At-risk students aren’t failing “largely because Kansas spent years underfunding public education;” they are failing because local school boards are not held accountable to spend at-risk funding on at-risk kids; school officials also are not held accountable for improving achievement levels.
A 2019 Legislative Post Audit confirmed what Kansas Policy Institute found in 2015. Most of the more than $400 million allocated to At-Risk students “was used for teachers and programs for all students and did not appear to specifically address at-risk students as required by state law.”
Legislators gave schools a seven-fold increase in at-risk funding between 2005 and 2019, going from $50 million to $413 million. But since most of that money wasn’t spent as intended, it’s not surprising that achievement for at-risk students remained abysmally low. The 2019 state assessment test shows 40% of low-income kids in all grades tested are below grade level in math; 41% are at grade level but still need remedial training, and only 19% are on track for college and career. Outcomes for students who are not low-income are not good, but significantly better than their low-income peers; just 18% are below grade level and 45% are on track.
The 10th-grade results are even worse, with 57% of low-income students below grade level in math and only 11% on track for college and career. Similar disparities are found in the English language arts results.
False claim on funding
The Kansas City Star also made consciously false allegations on funding. It isn’t ‘just now’ being restored, and funding wasn’t cut by the Brownback administration as alleged. The Kansas Department of Education shows consistent, record-setting funding increases.
School funding was $12,283 per student in 2011 and it increased every year thereafter except in 2016; a KPERS payment was delayed in 2016, which caused per-student funding to drop $107. Funding in 2017 set another record and KSDE says total funding was $14,848 last year. This year, funding is estimated at $16,216 per student.

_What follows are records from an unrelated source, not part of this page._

PR #687, opened 2016-04-04
Allow Worker work method to specify the log verbosity

jlopex:
This is just a patch to expose the logging level on the Worker.work() method.

For instance, it will allow to mute all RQ output if you're using the RQ Worker class.

### DIFF
--- a/rq/worker.py
+++ b/rq/worker.py
@@ -388,7 +388,7 @@ class Worker(object):
         if before_state:
             self.set_state(before_state)
 
-    def work(self, burst=False):
+    def work(self, burst=False, logging_level=logging.INFO):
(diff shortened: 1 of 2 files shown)


rq/worker.py
```diff
@@ -388,7 +388,7 @@ def check_for_suspension(self, burst):
         if before_state:
             self.set_state(before_state)
 
-    def work(self, burst=False):
+    def work(self, burst=False, level=logging.INFO):
```
selwin: Could you please rename the argument to logging_level? Thanks!

jlopex:
@selwin you got it :-)

selwin:
Thanks!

School officials didn’t get as much of an increase as they wanted, but that is only a ‘cut’ in government-speak and Star-speak.
Choice helps students in other states
While the Star is campaigning against school choice opportunities for low-income students, states that provide options are showing strong gains.

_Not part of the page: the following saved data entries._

PR #600, opened 2015-11-06
Cancel and Delete differences

glaslos:
This addresses the differences between job.cancel() and job.delete() see discussion in #362 and especially https://github.com/nvie/rq/issues/362#issuecomment-49991135

PR #691, opened 2016-04-15
Don't call job.cancel if job has finished

amyangfei:
This issue #600 migrate `job.cancel()` to `job.delete()` .

When enqueue a job with `result_ttl=0`, after this job is executed, `job_status` is not updated and the `job.cleanup(result_ttl, pipeline=pipeline)` will be called immediately. In `job.cleanup`, `job.cancel()` will be called to remove itself from its `origin queue`, however the job object has already been poped from the `origin queue`.

A redis `lrem ` is used in  `job.cancel()`, this command is O(N) in time complexity and will be very slow if have millions of jobs in the queue. What's more calling `job.cancel()` with a finished job is meaningless.

### DIFF
--- a/rq/job.py
+++ b/rq/job.py
@@ -480,9 +480,10 @@ class Job(object):
             queue.remove(self, pipeline=pipeline)
         pipeline.execute()
 
-    def delete(self, pipeline=None):
+    def delete(self, pipeline=None, remove_from_queue=True):
         """Cancels the job and deletes the job hash from Redis."""
-        self.cancel()
+        if remove_from_queue:
+            self.cancel()
         connection = pipeline if pipeline is not None else self.connection
         connection.delete(self.key)
         connection.delete(self.dependents_key)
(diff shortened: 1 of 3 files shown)


rq/worker.py
```diff
@@ -604,6 +604,8 @@ def perform_job(self, job):
 
                     finished_job_registry = FinishedJobRegistry(job.origin, self.connection)
                     finished_job_registry.add(job, result_ttl, pipeline)
+                else:
+                    job.patch_status(JobStatus.FINISHED)
```
selwin: This seems a bit hackish to me. Let me try to think of a better way.

rq/job.py
```diff
@@ -482,7 +488,9 @@ def cancel(self):
 
     def delete(self, pipeline=None):
```
selwin: I think it would be better to introduce an argument "remove_from_queue" which defaults to True. In "job.cleanup", we would then call  `job.delete(remove_from_queue=False)`

amyangfei: missed origin commit https://github.com/amyangfei/rq/commit/2921b8c9d0270fe349b620ab3ca02e2bda125f8b

Add an argument "remove_from_queue" looks better, I have made another commit.

selwin:
Thanks for the PR!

Following the pioneering leads of Arizona and Florida, Indiana legislators are giving students a fighting chance, and the results are remarkable.
Between 2011 and 2019 (the latest data available), Indiana students’ reading proficiency improved by 12% in the 4th grade (from 33% proficient to 37%) and by 16% in the 8th grade (from 32% to 37%). Arizona students improved from 26% proficient in the 4th grade to 31%; 8th-grade proficiency held steady at 28%. Students in Florida also improved, going from 35% to 38% proficient for 4th-graders and from 30% to 34% for 8th-graders.
But proficiency went backward in Kansas, declining by 6% for 4th-graders and by 9% for 8th-graders. Proficiency fell from 36% to 34% in the 4th grade and 8th-grade results declined from 35% to 32%.
The above results are for all students, but low-income students also had impressive gains. Arizona, Florida, and Indiana students all improved but Kansas students went backward.
KC Star condemns students to a lifetime of underachievement
The Star’s solution – “fix the public schools” – sounds good but an honest look at history shows that that isn’t going to happen.
Joy Eakin, a former Wichita School District Board member, explained in her testimony in support of school choice legislation this year.
“In 2013, I staunchly opposed measures like this bill. I believed we could bring change from the inside and fix these issues for our most vulnerable students. But now I’m here today asking you to pass this bill because I got a good look at the inside of the system.”
The Star and others who want to keep low-income kids trapped in schools that aren’t working for them are tacitly saying that support for the ‘system’ is far more important than getting kids educated.
And their ‘choice’ condemns tens of thousands of students to a lifetime of underachievement.